Output the data that follows exactly, line for line.

• _Given information_
------------------------
PR #933, opened 2025-07-02
Add operator image to relatedImages section in CSV

ferhoyos:
This PR adds the Kiali operator image to the relatedImages section of the ClusterServiceVersion (CSV) manifest, ensuring proper image tracking and compliance with OpenShift/OLM requirements.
------------------------
• _Written answer_
PR #933, opened 2025-07-02
Add operator image to relatedImages section in CSV

ferhoyos:
This PR adds the Kiali operator image to the relatedImages section of the ClusterServiceVersion (CSV) manifest, ensuring proper image tracking and compliance with OpenShift/OLM requirements.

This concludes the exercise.